- **Task prompt**
Exactly and only the lines from the one containing "Remove all extra" through the close of the entries below are to be set down.

[Collected data]
----------
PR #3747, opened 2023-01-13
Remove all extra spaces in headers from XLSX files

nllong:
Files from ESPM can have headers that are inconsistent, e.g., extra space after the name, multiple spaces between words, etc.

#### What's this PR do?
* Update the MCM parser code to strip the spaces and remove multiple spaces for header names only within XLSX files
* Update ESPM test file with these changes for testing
----------
- **Result for this exercise**
Remove all extra spaces in headers from XLSX files

nllong:
Files from ESPM can have headers that are inconsistent, e.g., extra space after the name, multiple spaces between words, etc.

#### What's this PR do?
* Update the MCM parser code to strip the spaces and remove multiple spaces for header names only within XLSX files
* Update ESPM test file with these changes for testing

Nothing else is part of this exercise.